To solve problem 2 we need to satisfy the following constraints:

• k_initial value that is unique to the current set of commitments
• k_initial value that can be derived from non-historical on-chain data
• Deposit contract cannot be changed to get validators to submit more data

The current spec is problematic because to enforce uniqueness it relies on a specific state's set of commitments = historical on-chain data.

Solution

Turns out that there's one k value that:

• all validators register on-chain using the existing deposit flow
• it is guaranteed to be unique in every state
• its commitment is immutably stored on-chain

That's the validating secret key!

Each validator's public key is guaranteed to be unique and can be used for Whisk's shuffling. Note, the validating secret key allows to de-anonymize trackers almost for free so it's only suitable as the unsafe initial value.

Now apply_deposit can be simplified by getting rid of get_unique_whisk_k and simply using the pubkey as k_G.

def apply_deposit(state: BeaconState, pubkey: BLSPubkey) -> None:
        ...
        # [New in Whisk]
        state.whisk_trackers.append(WhiskTracker(BLSG1Point, pubkey))
        state.whisk_k_commitments.append(pubkey)

Consensus specs PR: https://github.com/ethereum/consensus-specs/pull/3487

Then a validator can assert elected proposer tracker ownership with a maximum of two G1 multiplications per slot

def should_propose_at_slot(slot, keypair):
    k = derive_k_from_keypair(keypair)
    initial_k = keypair.secret_key

    return (
        should_propose_at_slot(slot, k)
        or should_propose_at_slot(slot, initial_k)
    )

Also, for setups with restrictive access to a keypair secret key like the Web3Signer a validator can still check tracker ownership. Below there's a de-anonymization attack that makes the validating secret key unsuitable for whisk. But, a validator can use it as a feature to assert tracker ownership only with a single signature from the web3signer.

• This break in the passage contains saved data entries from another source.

PR #3542, opened 2026-08-14
feat(cli): add `gptme explain` for offline concept answers

TimeToBuildBob:
## What

Adds `gptme explain`, which answers conceptual questions about gptme from a bundled FAQ — no model call, no network.

```
$ gptme explain branches
What are branches in gptme?
===========================

A conversation is stored as a JSONL log. A *branch* is an alternate log
for the same conversation, so you can explore a different path without
losing the original.

On disk, inside a conversation's directory:

    conversation.jsonl        <- the "main" branch
    branches/<name>.jsonl     <- every other branch
...
See also: logs, commands
```

```
$ gptme explain                 # list topics
$ gptme explain --json context  # machine-readable
$ gptme explain branchez
No topic matches 'branchez'.
Did you mean: branches?         # exit 1
```

## Why

Users keep filing discussions asking things the CLI could answer itself:

- gptme/gptme#136 — "Could you explain about branches concept?"
- gptme/gptme#138 — context limits

Those are one-line answers that currently require a maintainer or a docs hunt. The docs cover most of it, but nothing surfaces it at the point of confusion.

## How

- `gptme/data/faq.yaml` — the content. Seven topics: `branches`, `context`, `logs`, `models`, `tools`, `commands`, `config`. Each has aliases, a question, an answer, and `see_also` links.
- `gptme/cli/cmd_explain.py` — loads the YAML, matches, prints. Exact topic/alias match wins; otherwise the entry sharing the most query words with its topic/aliases/question. No match → `difflib` suggestions on stderr and exit 1, so it composes in scripts.
- Registered in `_LAZY_COMMANDS`, so it works as both `gptme explain` and `gptme-util explain`, and appears in the generated CLI docs with no extra wiring.

Answers were written against the current code (`LogManager.branch`, `action_descriptions`, `get_logs_dir`), not from memory.

## Scope

Deliberately **not** in this PR: LLM fallback for unmatched queries, onboarding integration, and a larger FAQ. Those are follow-ups once the shape is agreed — this is the smallest useful version.

## Tests

`tests/test_cli_explain.py` — 19 tests covering matching, aliases, case-insensitivity, suggestions, JSON output, exit codes, and the FAQ data itself (every `see_also` resolves to a real topic; no duplicate topic ids or aliases, so a future FAQ edit can't silently shadow a topic).

```
19 passed in 0.24s
```

mypy clean on the new module; ruff clean; pre-commit passed.

### DIFF
--- a/gptme/cli/cmd_explain.py
+++ b/gptme/cli/cmd_explain.py
@@ -97,7 +97,14 @@ def _tokens(text: str) -> set[str]:
 def load_faq(path: str | None = None) -> list[FAQEntry]:
     """Load FAQ entries from the bundled YAML file."""
     faq_path = Path(path) if path else FAQ_PATH
-    data = yaml.safe_load(faq_path.read_text()) or {}
+    try:
+        text = faq_path.read_text()
+    except OSError as e:
+        raise click.ClickException(f"Could not read FAQ file {faq_path}: {e}") from e
+    try:
+        data = yaml.safe_load(text) or {}
+    except yaml.YAMLError as e:
+        raise click.ClickException(f"Could not parse FAQ file {faq_path}: {e}") from e
     return [
         FAQEntry(
             topic=entry["topic"],
@@ -176,7 +183,7 @@ def explain(query: tuple[str, ...], as_json: bool) -> None:
             click.echo(json.dumps([e.to_dict() for e in entries], indent=2))
             return
         click.echo("Topics (use: gptme explain <topic>)\n")
-        width = max(len(e.topic) for e in entries)
+        width = max((len(e.topic) for e in entries), default=0)
         for e in entries:
             click.echo(f"  {e.topic:<{width}}  {e.question}")
         return
--- a/gptme/cli/cmd_explain.py
+++ b/gptme/cli/cmd_explain.py
@@ -105,16 +105,19 @@ def load_faq(path: str | None = None) -> list[FAQEntry]:
         data = yaml.safe_load(text) or {}
     except yaml.YAMLError as e:
         raise click.ClickException(f"Could not parse FAQ file {faq_path}: {e}") from e
-    return [
-        FAQEntry(
-            topic=entry["topic"],
-            question=entry["question"],
-            answer=entry["answer"],
-            aliases=entry.get("aliases", []),
-            see_also=entry.get("see_also", []),
-        )
-        for entry in data.get("topics", [])
-    ]
+    try:
+        return [
+            FAQEntry(
+                topic=entry["topic"],
+                question=entry["question"],
+                answer=entry["answer"],
+                aliases=entry.get("aliases", []),
+                see_also=entry.get("see_also", []),
+            )
+            for entry in data.get("topics", [])
+        ]
+    except (AttributeError, KeyError, TypeError) as e:
+        raise click.ClickException(f"Invalid FAQ structure in {faq_path}: {e}") from e
 
 
 def find_topic(query: str, entries: list[FAQEntry]) -> FAQEntry | None:
--- a/gptme/cli/cmd_explain.py
+++ b/gptme/cli/cmd_explain.py
@@ -45,23 +45,40 @@ class FAQEntry:
 
 _STOP: frozenset[str] = frozenset(
     {
+        # articles / conjunctions / prepositions
         "the",
-        "how",
-        "what",
-        "are",
         "and",
         "for",
-        "can",
-        "does",
-        "its",
-        "has",
-        "was",
-        "but",
         "not",
-        "you",
+        "but",
         "all",
         "any",
+        # question words
+        "how",
+        "what",
+        "where",
+        "when",
+        "who",
+        "why",
+        "which",
+        # common auxiliaries
+        "are",
+        "can",
+        "does",
+        "has",
         "had",
+        "was",
+        "will",
+        "its",
+        "you",
+        # generic verbs that add no topic signal
+        "get",
+        "use",
+        "set",
+        "put",
+        "find",
+        "show",
+        "make",
     }
 )
 
@@ -111,9 +128,14 @@ def find_topic(query: str, entries: list[FAQEntry]) -> FAQEntry | None:
     if not query_tokens:
         return None
 
+    # Only match against topic names and aliases, NOT the question text.
+    # The question is phrasing the same concept in a complete sentence, so it
+    # shares generic words ("where", "stored", "what") with many entries and
+    # inflates false-positive scores. Aliases are already designed for the
+    # natural-language queries users type.
     best, best_score = None, 0
     for entry in entries:
-        haystack = _tokens(" ".join([*entry.names, entry.question]))
+        haystack = _tokens(" ".join(entry.names))
         score = len(query_tokens & haystack)
         if score > best_score:
             best, best_score = entry, score
--- a/gptme/cli/cmd_explain.py
+++ b/gptme/cli/cmd_explain.py
@@ -43,12 +43,37 @@ class FAQEntry:
         }
 
 
+_STOP: frozenset[str] = frozenset(
+    {
+        "the",
+        "how",
+        "what",
+        "are",
+        "and",
+        "for",
+        "can",
+        "does",
+        "its",
+        "has",
+        "was",
+        "but",
+        "not",
+        "you",
+        "all",
+        "any",
+        "had",
+    }
+)
+
+
 def _normalize(text: str) -> str:
     return re.sub(r"[^a-z0-9]+", " ", text.lower()).strip()
 
 
 def _tokens(text: str) -> set[str]:
-    return {tok for tok in _normalize(text).split() if len(tok) > 2}
+    return {
+        tok for tok in _normalize(text).split() if len(tok) > 2 and tok not in _STOP
+    }
 
 
 @lru_cache(maxsize=1)
--- a/gptme/cli/cmd_explain.py
+++ b/gptme/cli/cmd_explain.py
@@ -88,9 +88,12 @@ def _normalize(text: str) -> str:
 
 
 def _tokens(text: str) -> set[str]:
-    return {
+    tokens = {
         tok for tok in _normalize(text).split() if len(tok) > 2 and tok not in _STOP
     }
+    # Match simple singular/plural variants without a language-heavy stemmer.
+    variants = {tok[:-1] if tok.endswith("s") else f"{tok}s" for tok in tokens}
+    return tokens | variants
 
 
 @lru_cache(maxsize=1)
@@ -124,7 +127,7 @@ def find_topic(query: str, entries: list[FAQEntry]) -> FAQEntry | None:
     """Best FAQ entry for a query, or None if nothing matches well enough.
 
     Exact topic/alias match wins; otherwise the entry sharing the most query
-    words with its topic, aliases, or question.
+    words with its topic or aliases.
     """
     normalized = _normalize(query)
     if not normalized:
@@ -185,8 +188,11 @@ def explain(query: tuple[str, ...], as_json: bool) -> None:
         if as_json:
             click.echo(json.dumps([e.to_dict() for e in entries], indent=2))
             return
+        if not entries:
+            click.echo("No topics available.")
+            return
         click.echo("Topics (use: gptme explain <topic>)\n")
-        width = max((len(e.topic) for e in entries), default=0)
+        width = max(len(e.topic) for e in entries)
         for e in entries:
             click.echo(f"  {e.topic:<{width}}  {e.question}")
         return
@@ -202,7 +208,10 @@ def explain(query: tuple[str, ...], as_json: bool) -> None:
             )
         else:
             click.echo(f"No topic matches {query_str!r}.", err=True)
-            click.echo(f"Did you mean: {', '.join(suggestions)}?", err=True)
+            if suggestions:
+                click.echo(f"Did you mean: {', '.join(suggestions)}?", err=True)
+            else:
+                click.echo("No topics available.", err=True)
         raise SystemExit(1)
 
     if as_json:
--- a/gptme/cli/cmd_explain.py
+++ b/gptme/cli/cmd_explain.py
@@ -1,0 +1,154 @@
+"""Offline answers to conceptual questions about gptme.
+
+``gptme explain branches`` answers from a bundled FAQ file — no model call, no
+network. Users kept filing discussions asking what branches are or how the
+context window works (gptme#136, gptme#138); those answers should be in the CLI.
+"""
+
+from __future__ import annotations
+
+import difflib
+import json
+import re
+from dataclasses import dataclass, field
+from functools import lru_cache
+from pathlib import Path
+
+import click
+import yaml
+
+FAQ_PATH = Path(__file__).parent.parent / "data" / "faq.yaml"
+
+
+@dataclass
+class FAQEntry:
+    topic: str
+    question: str
+    answer: str
+    aliases: list[str] = field(default_factory=list)
+    see_also: list[str] = field(default_factory=list)
+
+    @property
+    def names(self) -> list[str]:
+        """Topic id plus aliases, all matchable."""
+        return [self.topic, *self.aliases]
+
+    def to_dict(self) -> dict:
+        return {
+            "topic": self.topic,
+            "question": self.question,
+            "answer": self.answer.strip(),
+            "aliases": self.aliases,
+            "see_also": self.see_also,
+        }
+
+
+def _normalize(text: str) -> str:
+    return re.sub(r"[^a-z0-9]+", " ", text.lower()).strip()
+
+
+def _tokens(text: str) -> set[str]:
+    return {tok for tok in _normalize(text).split() if len(tok) > 2}
+
+
+@lru_cache(maxsize=1)
+def load_faq(path: str | None = None) -> list[FAQEntry]:
+    """Load FAQ entries from the bundled YAML file."""
+    faq_path = Path(path) if path else FAQ_PATH
+    data = yaml.safe_load(faq_path.read_text()) or {}
+    return [
+        FAQEntry(
+            topic=entry["topic"],
+            question=entry["question"],
+            answer=entry["answer"],
+            aliases=entry.get("aliases", []),
+            see_also=entry.get("see_also", []),
+        )
+        for entry in data.get("topics", [])
+    ]
+
+
+def find_topic(query: str, entries: list[FAQEntry]) -> FAQEntry | None:
+    """Best FAQ entry for a query, or None if nothing matches well enough.
+
+    Exact topic/alias match wins; otherwise the entry sharing the most query
+    words with its topic, aliases, or question.
+    """
+    normalized = _normalize(query)
+    if not normalized:
+        return None
+
+    for entry in entries:
+        if any(_normalize(name) == normalized for name in entry.names):
+            return entry
+
+    query_tokens = _tokens(query)
+    if not query_tokens:
+        return None
+
+    best, best_score = None, 0
+    for entry in entries:
+        haystack = _tokens(" ".join([*entry.names, entry.question]))
+        score = len(query_tokens & haystack)
+        if score > best_score:
+            best, best_score = entry, score
+    return best
+
+
+def suggest_topics(query: str, entries: list[FAQEntry], limit: int = 3) -> list[str]:
+    """Topic ids closest to an unmatched query."""
+    names = {name: entry.topic for entry in entries for name in entry.names}
+    matches = difflib.get_close_matches(
+        _normalize(query), [_normalize(n) for n in names], n=limit, cutoff=0.5
+    )
+    normalized = {_normalize(name): topic for name, topic in names.items()}
+    # dict.fromkeys preserves closeness order while dropping alias duplicates
+    return list(dict.fromkeys(normalized[m] for m in matches))
+
+
+def format_entry(entry: FAQEntry) -> str:
+    lines = [entry.question, "=" * len(entry.question), "", entry.answer.strip()]
+    if entry.see_also:
+        lines += ["", f"See also: {', '.join(entry.see_also)}"]
+    return "\n".join(lines)
+
+
+@click.command("explain")
+@click.argument("query", nargs=-1)
+@click.option("--json", "as_json", is_flag=True, help="Output as JSON.")
+def explain(query: tuple[str, ...], as_json: bool) -> None:
+    """Explain a gptme concept, offline.
+
+    Run without arguments to list the available topics.
+    """
+    entries = load_faq()
+    query_str = " ".join(query).strip()
+
+    if not query_str:
+        if as_json:
+            click.echo(json.dumps([e.to_dict() for e in entries], indent=2))
+            return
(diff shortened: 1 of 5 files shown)


TimeToBuildBob:
Addressed all three Greptile P1 findings in f4dee6d90:

1. **FAQ missing from wheel builds** — changed `"gptme/data/*.yaml"` to `{ path = "gptme/data/faq.yaml", format = ["sdist", "wheel"] }` in `pyproject.toml`, matching the pattern used for `webui-dist`. Without explicit format, the file was only included in sdist.

2. **Generic tokens produce wrong matches** — added a `_STOP` frozenset to `_tokens()` filtering common English words (`how`, `what`, `the`, `are`, `and`, etc.) before overlap scoring. Without this, stop words inflated scores across unrelated entries (e.g. "how do I change the model" matched "context" instead of "models" because both questions start with "How"). All 19 unit tests pass.

3. **`/summarize` does not replace history** — fixed the FAQ entry: `/summarize` prints a summary (it doesn't replace history); that's what `/compact` does. Corrected both descriptions to be accurate.

TimeToBuildBob:
@greptileai review

pyproject.toml
```diff
@@ -54,6 +54,7 @@ include = [
     # webui-dist is generated and gitignored; an explicit path include is
     # required so Poetry does not silently omit it from release artifacts.
     { path = "gptme/server/webui-dist", format = ["sdist", "wheel"] },
+    "gptme/data/*.yaml",
```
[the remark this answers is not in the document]
TimeToBuildBob: Fixed in f4dee6d90 — changed the `pyproject.toml` include from a plain glob to an explicit `{ path = "gptme/data/faq.yaml", format = ["sdist", "wheel"] }` entry (matching the pattern used for webui-dist). The file is now explicitly bundled into wheel builds.

gptme/cli/cmd_explain.py
```diff
@@ -0,0 +1,154 @@
...
+    if not query_tokens:
+        return None
+
+    best, best_score = None, 0
+    for entry in entries:
+        haystack = _tokens(" ".join([*entry.names, entry.question]))
+        score = len(query_tokens & haystack)
+        if score > best_score:
+            best, best_score = entry, score
+    return best
```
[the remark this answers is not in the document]
TimeToBuildBob: Initially addressed in f4dee6d90 with a _STOP frozenset. Greptile re-review surfaced a residual case ("where is config stored" returned logs instead of config) — the root cause was that the question text was in the haystack, letting sentence words ("where", "stored") beat the correct topic-name match.

Fixed in 9066ae80b: the fuzzy scorer now only uses entry.names (topic + aliases), not the question string. Expanded _STOP to cover question words (where/when/who/why/which) and generic verbs (get/use/set/find/show). All 21 unit tests pass including two new regression cases.

gptme/data/faq.yaml
```diff
@@ -0,0 +1,149 @@
...
+
+      To see where the tokens are going:
+
+          /context     show the context token breakdown
+          /tokens      show token usage and cost (alias: /cost)
+
+      To make room:
+
+          /compact     compact the conversation
+          /summarize   replace history with a summary
```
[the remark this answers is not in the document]
TimeToBuildBob: Fixed in 9066ae80b — split the combined /compact /summarize line into two separate lines that accurately describe each command:

- /compact — compact conversation (replaces history with summary)
- /summarize — print a summary (does not replace history)

The context topic already had the correct distinction; the commands topic now matches it.

gptme/cli/cmd_explain.py
```diff
@@ -0,0 +1,179 @@
...
+    query_tokens = _tokens(query)
+    if not query_tokens:
+        return None
+
+    best, best_score = None, 0
+    for entry in entries:
+        haystack = _tokens(" ".join([*entry.names, entry.question]))
+        score = len(query_tokens & haystack)
+        if score > best_score:
+            best, best_score = entry, score
```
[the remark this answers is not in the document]
TimeToBuildBob: Fixed in 9066ae80b — the fuzzy scorer no longer includes the question text in the haystack. Only topic + aliases are used for token-overlap scoring.

The root cause: the question string is a complete English sentence, so it shares generic words ("where", "stored", "how") with many other entries. Including it let sentence-level overlap beat a direct topic-name match. For example, the logs question ("Where are conversations stored?") had two overlapping tokens for query "where is config stored", while the config topic had only one ("config" itself).

Fix: match only against entry.names (topic + aliases). Aliases are already designed to cover natural-language queries, so no expressiveness is lost. Two regression tests added: "where is config stored" → config, "how do I change the model" → models.

gptme/data/faq.yaml
```diff
@@ -0,0 +1,149 @@
...
+      Inside a session, lines starting with `/` are commands handled by gptme
+      itself instead of being sent to the model. `/help` lists them all; the
+      ones people reach for most:
+
+          /log /export         inspect and export the conversation
+          /undo /edit /backtrack   rewind (saves a backup branch)
+          /fork /rename /delete    manage conversations
+          /model /models /tools    inspect the current setup
+          /context /tokens         see what the context costs
+          /compact /summarize      shrink a long conversation
```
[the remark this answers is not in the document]
TimeToBuildBob: Fixed in 9066ae80b — the commands topic entry now has two separate lines:

    /compact    compact conversation (replaces history with summary)
    /summarize  print a summary (does not replace history)

This matches what the context topic already correctly documented.

TimeToBuildBob:
@greptileai review

TimeToBuildBob:
Three rounds of Greptile review addressed across this arc:

**Fixed in f4dee6d90 (prev session):**
1. FAQ missing from wheel builds → explicit `format = ["sdist", "wheel"]` in pyproject.toml
2. Generic stop words → added `_STOP` frozenset filtering common question words before overlap scoring

**Fixed in 9066ae80b (this session):**
3. Weak overlap (e.g. "where is config stored" → "logs") → fuzzy scorer now only matches `entry.names` (topic + aliases), never the question text; also expanded `_STOP` to cover "where", "when", "who", "why", "which", generic verbs
4. `/summarize` FAQ incorrectly claimed it shrinks history → split into two lines with accurate descriptions

**Remaining (4/5, one honest issue):**
The `commands` topic still says `/compact` "replaces history with summary" — but the default `/compact auto` does rule-based tool-output compression, not LLM summary replacement (that's `/compact resume`). The `context` topic has the same description and wasn't flagged, so it may warrant updating both or neither. Leaving this factual question for Erik to decide since the implementation detail may depend on gptme version.

CI failure on `test_subagent_unit.py` is pre-existing (dictionary changed size during iteration + torn-down fixture) — unrelated to this PR.

TimeToBuildBob:
Fixed the last Greptile finding (f39d8989f):

**`/compact` FAQ was describing resume behavior as the default.** The default `/compact auto` does rule-based tool-output compression — it does not replace history with a summary. `/compact resume` is the LLM-powered path. Both FAQ entries (`context` topic and `commands` topic) had the same inaccurate description.

Updated both to accurately reflect:
- `/compact` (auto) → compress large tool outputs (rule-based; only activates when tool outputs are large)
- `/compact resume` → LLM-powered: creates a summary and starts a fresh conversation

All 21 tests pass. 3 Greptile threads resolved.

TimeToBuildBob:
@greptileai review

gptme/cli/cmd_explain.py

Appendix: Why not use validating secret as tracker secret k

Why not use a validator's secret key as the whisk k secret? This way the k_commitment k_G = k * G is the validator's pubkey public_key = secret_key * G.

If that secret signs at least one message where the message is known, the validator's tracker could be de-anonimized forever with a single pairing.

Consider:

• validator private key k
• a message (hashed to G2) H(m) * G_2 and its signature k * H(m) * G_2
• A whisk tracker (r * G_1, r * k * G_1)

You can construct the following pairing check:

e(tracker.r_G, signature) ?= e(tracker.r_k_G, message) 

e(r * G_1, k * H(m)G_2) ?= e(r * k * G_1, H(m)G_2)

r * k * e(G_1, H(m)G_2) ?= r * k * e(G_1, H(m)G_2)

Which links a tracker to the signature's author.

Appendix: get_unique_whisk_k non-determinism

Consider the following example, with 3 validators registering trackers that match the determinsitic tracker of index 2.

.

If validator at index 2 wants to compute its k_initial to discover proposer duties, it will get different results on each step of the example. Most notably the non-determinism exist also after assigning a validator's its initial_k value.